12. The pharmaceutical formulation of claims 1 and 4, wherein the rate of nebulization could be pre-programed and the dose varied by the number of actuation of the VMN, the rate of nebulization and/or the length of time of nebulization per actuation of the device.

13. The pharmaceutical formulation of claim 1, wherein any one or more cannabinoid(s) can be administered separately at separate times, simultaneously or sequentially to another one or more cannabinoid(s).

14. The pharmaceutical formulation of claims 1 and 5, wherein the cannabis extracts could be obtained by, but not limited to, supercritical CO2 extraction, decarboxylation, hydro pressure extraction, volatilization with a heated gas, synthetic and/or biosynthetic reengineering.

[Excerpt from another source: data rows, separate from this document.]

PR #3536, opened 2022-12-06
Achievement chains in Achievement tracker

RegisCoaxans:
Closes [#1573](https://github.com/pokeclicker/pokeclicker/issues/1573).

Whenever the player unlocks the tracked achievement, the tracker goes up the chain and grabs the next difficulty for the very same achievement if there is any.

PR #4842, opened 2023-10-17
Fix : Achievement Tracker not correctly switching achievements on completion

RegisCoaxans:
## Description
#3536 extended and refined. Works with the achievements added since then (Contests, Customdex and Safari Shiny).
I also made it so it is easier for someone adding a new achievement requiement with parameters to make it work in the tracker.

## Motivation and Context
I remember a report on the Achievement Tracker not working sometimes.
I made ugly code...

## How Has This Been Tested?
Opened a save, completed few achievements and made sure it picked the next tiers of the corresponding achievements.
Run a script to look at achievement requirements' signatures.

## Types of changes
- Bug fix


CypherX (approved):
Works well and is definitely cleaner and easier to implement into new achievement requirements.

Issue #4845, opened 2023-10-20
[TASK]: Agile and Strong Scrolls


Qwertypop04:
### Task Description

Add 2 new Held Items: Agile Scroll and Strong Scroll. These are items that would represent the Agile and Strong Styles from Pokémon Legends: Arceus.
- The Agile Scroll, when held, would decrease the  Pokémons attack, but increase their contribution to click attack, and evolve Stantler into Wyrdeer at level 31.
- The Strong Scroll would decrease the Pokémon's contribution to click attack, but increase their attack, and evolve Hisuian Qwilfish into Overqwil at level 25.
Exact details on how much they would increase and decrease attack and click attack are still to be decided

Part of #4128 

### Notes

15. The pharmaceutical formulation of claim 1 could be mixed using sonication, ultrasonic or micro fluidizer.

16. The pharmaceutical formulation of claim 1 utilizes the addition of sodium salt as in sodium lauryl sulfate or sodium chloride to enhance the nebulization efficiency of the VMN for use with oil base pharmaceuticals such as cannabis extract or hemp oil or combination thereof.

17. The pharmaceutical formulation of claim 1 can vary the percentage and type of lecithin with cannabis extracts in a preferred 1:1 ratio.

18. The pharmaceutical formulation of claim 1 can vary the concentration or purity of the cannabis extract from 0 to 100% and proportionately lowering the alcohol content with increasing purity from 10 to 0%.

19. The pharmaceutical formulation of claim 1 could use hemp oil to dilute concentrated cannabis extract and reduce the alcohol content from 10 to 0%.

20. The pharmaceutical formulation of claim 1 could add 0.001 to 0.003% of benzalkonium chloride as a preservative if it is without alcohol and not in a unit dose format.